Google’s in-house tensor processing units (TPU) are packed with specialized circuits optimized for AI model training and are at the heart of Google products like Translate, Photos, Search, the Google Assistant, and Gmail. They became publicly available through Google’s Cloud Machine Learning Engine in beta in February, and the Mountain View company is now bringing them to European and Asian regions and introducing preemptible pricing.
“Cloud TPUs allow businesses everywhere to transform their own products and services with machine learning, and we’re working hard to make Cloud TPUs as widely available and as affordable as possible,” Brenna Saeta, lead tech for TensorFlow at Google, wrote in a blog post.
The cost savings with preemptible plans are substantial. Google says that training a Cloud TPU ResNet-50 — a neural network that’s often used as a benchmarking tool for AI training speed — on a database of images from scratch costs as little as $7.50. That’s compared to the $25 it costs to train the same model on a normal plan.

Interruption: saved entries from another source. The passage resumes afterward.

PR #199, opened 2017-07-14
Support CI options for parallel_spec

austb:


lib/puppetlabs_spec_helper/rake_tasks.rb
```diff
@@ -372,8 +372,9 @@ def max_thread_limit
   begin
     require 'parallel_tests'
 
-    args = ['-t', 'rspec'].
-      concat(Rake::FileList[pattern].to_a)
+    args = ['-t', 'rspec']
+    args = args.push('--').concat(ENV['CI_SPEC_OPTIONS'].split 'j').push('--') unless ENV['CI_SPEC_OPTIONS'].nil?
```
bmjen: These next two lines don't need the `=` assignment, push and concat should modify the object directly.

lib/puppetlabs_spec_helper/rake_tasks.rb
```diff
@@ -372,8 +372,9 @@ def max_thread_limit
   begin
     require 'parallel_tests'
 
-    args = ['-t', 'rspec'].
-      concat(Rake::FileList[pattern].to_a)
+    args = ['-t', 'rspec']
+    args.push('--').concat(ENV['CI_SPEC_OPTIONS'].split(' ')).push('--') unless ENV['CI_SPEC_OPTIONS'].nil?
```
bmjen: The guard needs to also protect against an empty string or string of only whitespace. Otherwise you'll just be adding `--` to args without actual args.

PR #206, opened 2017-08-15
Fix 'abort: please specify just one revision' mercurial error

pegasd:
This commit fixes the 'abort: please specify just one revision' when using constructs like the following in .fixtures.yml:

```
my_module:
  repo: "https://hg.mycompany.com/puppet/my_module"
  scm: "hg"
  ref: "0.1.0"
```


DavidS:
Thanks a lot!

PR #207, opened 2017-08-23
Adding the ability to install fixtures from Puppetfile

danzilio:
I frequently use this inside the root of my control repo to test my roles and profiles. Instead of having to list my dependencies in my `Puppetfile` and `.fixtures.yml` I'd like to be able to get my fixtures from my `Puppetfile.` This is a first stab at that.

### DIFF
--- a/lib/puppetlabs_spec_helper/rake_tasks.rb
+++ b/lib/puppetlabs_spec_helper/rake_tasks.rb
@@ -66,6 +66,23 @@ def repositories
   @repositories
 end
 
+def puppetfile
+  unless @puppetfile
+    @puppetfile = fixtures('puppetfile')
+    return nil if @puppetfile.empty?
+    require 'r10k/action/puppetfile/install'
+
+    opts = {
+      root: './spec/fixtures',
+      moduledir: './spec/fixtures/modules',
+      puppetfile: @puppetfile
+    }
+
+    @puppetfile = R10K::Action::Puppetfile::Install.new(opts, [])
+  end
+  @puppetfile
+end
+
 # get the array of Beaker set names
 # @return [Array<String>]
 def beaker_node_sets
@@ -127,6 +144,7 @@ def fixtures(category)
 
   result = {}
   if fixtures.include? category and fixtures[category] != nil
+    return fixtures[category] if category == 'puppetfile'
     fixtures[category].each do |fixture, opts|
       if opts.instance_of?(String)
         source = opts
@@ -257,6 +275,8 @@ task :spec_prep do
 
   # git has a race condition creating that directory, that would lead to aborted clone operations
   FileUtils::mkdir_p("spec/fixtures/modules")
+
+  puppetfile.call if puppetfile
 
   repositories.each do |remote, opts|
     scm = 'git'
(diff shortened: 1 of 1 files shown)


DavidS:
Do I understand this correctly, that this adds a `puppetfile:` section to the `.fixtures.yml`, and loads all modules from there using r10k, if it is specified, in addition to all other fixtures?

I think I like it. And the implementation doesn't too bad either.

It still needs a README entry.

danzilio:
@DavidS that's exactly what this does! The `r10k` run happens before the other fixtures get installed, to avoid `r10k` purging the `fixtures/modules` directory.

I'll document this today! Do you think we should add `r10k` as a gem dependency?

DavidS:
thanks!

it might make sense to make the r10k call optional on r10k being installed in the environment so that the dependencies do not explode.

rnelson0:
Could r10k be avoided if it dynamically turned module references into YAML used by fixtures? The existing spec_prep task could probably be modified to use stdin instead of a file.

danzilio:
I hadn't even thought of that, but it's a great idea! I'll take a stab at it!

rnelson0:
Ah, reading the code maybe not YAML but update the results hash directly.

logicminds:
I have a different approach if it is needed/wanted.  
 
https://gitlab.com/nwops/puppet_ci_scripts/blob/master/convert_puppetfile.rb

This converts an existing Puppetfile to a fixtures file. There is no dependencies of R10k as it parses manually without eval. ATM it doesn't support symlinks, paths or forge modules but that can be added. Once the fixtures file exists the spec_helper does the fixtures download.

This feature is badly needed. Any implementation is a step forward.   Does r10k download from forge?  Does r10k install in parallel?  R10k does a great job at caching repos which the fixtures download lacks.

DavidS:
Since my original comment we started shipping r10k with the pdk (via litmus -> bolt -> r10k). I see no reason not to go forward with the originally proposed solution. 

- [ ] rebase this change on top of current master
- [ ] add r10k as a dependency to the gemspec
- [ ] add an entry to the README describing how to use this

lib/puppetlabs_spec_helper/rake_tasks.rb
```diff
@@ -66,6 +66,23 @@ def repositories
   @repositories
 end
 
+def puppetfile
+  unless @puppetfile
+    @puppetfile = fixtures('puppetfile')
+    return nil if @puppetfile.empty?
+    require 'r10k/action/puppetfile/install'
```
scotje: Either the gemspec needs to be updated to depend directly on `r10k` or this needs to catch `LoadError` exception and handle the case of `r10k` being not installed. (I would prefer the latter.)

I know @DavidS indicated that current versions of PDK have non-explicit dependencies on `r10k` through Litmus and Bolt, but PDK is definitely not the only usage of this gem and I'm also uncomfortable guaranteeing that PDK will always and forever include `r10k` going forward.

logicminds:
Not sure if it is of concern.  Since R10k evals the Puppetfile, any arbitrary ruby code in the Puppetfile would be executed. This may have an unwanted impact, but 80% of the time it should work every time.  This should be stated in the docs.

scotje:
@logicminds Yes, I think it would be good to document that. Speaking of which @danzilio, we should include some documentation for this in the README as well.

daianamezdrea:
Hello @danzilio, are you still working at this PR? Thank you!

pmcmaw:
Due to inactivity I am going to close this PR. 
If you disagree with my decision, please feel free to reopen it and I apologize.

As always, I would like to thank you for taking the time to contribute.

Many Thanks
Paula

PR #211, opened 2017-09-12
Fix release_checks without parallel_tests

sean797:
:release_checks attempts :parallel_spec then :spec if it fails, with https://github.com/puppetlabs/puppetlabs_spec_helper/commit/920d64798ac915c2ffea7434d04e0717ee3251f1 which causes :spec_clean to be invoked twice if parallel_tests is not installed, but crucially it doesn't execute it twice and therefore causes check:symlinks to fail every time when ran via :release_checks without parallel_tests gem

### DIFF
--- a/lib/puppetlabs_spec_helper/rake_tasks.rb
+++ b/lib/puppetlabs_spec_helper/rake_tasks.rb
@@ -389,19 +389,20 @@ end
 desc "Parallel spec tests"
 task :parallel_spec do
   begin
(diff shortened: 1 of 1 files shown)


DavidS:
I've updated this with a bit of cleanup.

@sean797 @ekohl I'd be grateful if one of you could test if that is actually working before we get this merged.

sean797:
Yes, that works for me.

PR #214, opened 2017-10-20
(WIN-6) trim whitespace from test_tiers before parsing

ThoughtCrhyme:


lib/puppetlabs_spec_helper/rake_tasks.rb
```diff
@@ -61,6 +61,7 @@
     test_tiers = ENV['TEST_TIERS'].split(',')
     raise 'TEST_TIERS env variable must have at least 1 tier specified. low, medium or high (comma separated).' if test_tiers.count == 0
     test_tiers.each do |tier|
+      tier.to_s.strip
```
eputnam: this is pretty nitpicky, but is `to_s` required here?
```
[2] pry(main)> aryy = [ENV['TEST']]
=> ["testing"]
[3] pry(main)> aryy.each do |i|
[3] pry(main)*   puts i.class
[3] pry(main)* end
String
=> ["testing"]
```

PR #216, opened 2017-11-21
bugfix - parallel_spec fails with no files to test

tphoney:


bastelfreak:
Tested this locally, works fine:

```
$ bundle exec rake parallel_spec
(in /home/bastelfreak/modulesync_config/modules/puppet-zabbix)
Could not find semantic_puppet gem, falling back to internal functionality. Version checks may be less robust.
No files for parallel_spec to run against
```

PR #218, opened 2017-11-29
Add `defaults` section to `.fixtures.yml`

jearls:
Add a `defaults` section to the `.fixtures.yml` file.  The `defaults`
section can contain default options for each category of fixture.
Merge those defaults with the "global" defaults used in the `spec_prep`
Rake task, then, for each fixture being installed, merge the fixture's
options into the defaults to get the final set of options for that
fixture.

Use case:  Specifying the same `flags` option for each forge module:

```
defaults:
  forge_modules:
    flags: "--module_repository=https://myforge.example.com/"
fixtures:
  symlinks:
    mymodule: "#{source_dir}"
  forge_modules:
    concat: "puppetlabs/concat"
    stdlib: "puppetlabs/stdlib"
    mysql:
      repo: "puppetlabs/mysql"
      flags: ~ # I need mysql to come from the real Forge
```

Changes:

* `fixtures(category)` updated to use `defaults` section
* `repositories` cleaned up now-obsolete code
* `spec_prep` updated processing of `fixtures(symlinks)` to expect
  a hash with symlink location in `['target']`
* `spec_clean` updated fixtures processing for all categories to
  expect a hash

PR #222, opened 2017-12-09
Fix fixtures handling for missing file or missing `fixtures:` section

jearls:
After submitting PR #218 to add the defaults: section to the .fixtures.yml file, handling of missing .fixtures.yml files or missing fixtures: sections broke.

This PR fixes that in the simplest way - by ensuring that `fixtures` is always a hash.


jearls:
Closing this in favor of #220 which is the same solution

PR #7300, opened 2025-11-20
Fix: Add missing redirect for shadow-database docs (Issue #28586)

saikumarvasa100-hash:
The short URL https://pris.ly/d/migrate-shadow was redirecting to the old documentation path /concepts/components/prisma-migrate/shadow-database which resulted in a 404 error.

This PR adds a redirect from the old path to the new documentation location at /docs/orm/prisma-migrate/understanding-prisma-migrate/shadow-database.

Fixes #28586

## Summary by CodeRabbit

* **Chores**
  * Removed a legacy documentation redirect, so the old documentation URL no longer forwards to the updated page; users should use the current documentation path directly.

<sub>✏️ Tip: You can customize this high-level summary in your review settings.</sub>


AmanVarshney01:
I think we updated the prisly link to point to the correct location. Thanks for the PR tho 😄

PR #7348, opened 2025-12-03
DC-6336 Update deprecated prisma migrate diff flags

ArthurGamby:
## Summary by CodeRabbit

* **Documentation**
  * Updated Prisma Migrate CLI flags: `--from-schema-datamodel` is now `--from-schema`, and `--to-schema-datamodel` is now `--to-schema`.
  * Migration guides and CLI reference documentation updated with new flag names.
  * Migration examples across all database framework guides reflect the updated command syntax.

<sub>✏️ Tip: You can customize this high-level summary in your review settings.</sub>


ArthurGamby:
I've updated the deprecated `--to-schema-datamodel` / `--from-schema-datamodel` flags to `--to-schema` / `--from-schema` in the docs.

I wasn't sure if I was supposed to update only the baselining page or all occurrences, so I went ahead and updated all 10 files that used these deprecated flags (baselining, getting-started, squashing-migrations, patching-and-hotfixing, generating-down-migrations, CLI reference, and the migration guides for Drizzle/Sequelize/TypeORM/Cloudflare D1).

Let me know if you'd prefer I revert some of those and keep it scoped to just the baselining page!

aidankmcalister (approved):

PR #7480, opened 2026-02-12
DR-7287- docs: Create and use new guide about How to use Prisma with Deno

ArthurGamby:
## Summary by CodeRabbit

* **Documentation**
  * Added a comprehensive guide for integrating Prisma with Deno, covering project setup, configuration, schema management, migrations, seeding, and server development.


aidankmcalister:
As we may have just mentioned in standup, this will need to fit the new docs structure.

Assuming it was a purposeful decision, but just in case, continue using `terminal` instead of `npm` for the Deno code blocks so they don’t allow other package managers/runtimes in the Deno-specific guide, similar to Bun.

And preemptible pricing offers the same performance advantages as standard Cloud TPU training. In Stanford’s DAWNBench AI benchmarking competition, Google’s Cloud TPU trained a ResNet-50 model 6 times faster than non-TPU submissions, taking just 30 minutes to reach the target accuracy.
So what’s the catch? Preemptible instances are given a lower compute priority than normal instances, which means if a normal instance requires additional resources, Google’s Cloud Compute Engine might terminate the workload. That won’t pose a problem for fault-tolerant models, Google says, thanks to TensorFlow’s built-in support for saving and restoring from checkpoints. But more complex systems might not be great candidates.
Cloud TPU preemptible pricing plans are available starting today.
Google isn’t the only one with cloud-hosted hardware optimized for machine learning frameworks. In March, Microsoft opened Brainwave — a fleet of field-programmable gate arrays (FPGAs) designed to speed up machine learning operations — to select Azure customers. (Microsoft said that this allowed it to achieve 10 times faster performance for the models that power its Bing search engine.) Amazon, meanwhile, provides its own FPGA hardware to customers, and is reportedly developing an AI chip that will accelerate its Alexa speech engine’s model training.
At Google’s I/O Developer Conference in May, the Mountain View company took the wraps off the third generation of TPUs: the Tensor Processing Unit 3.0. Google claims they offer up to 100 petaflops in performance — 8 times that of the company’s second-generation chips.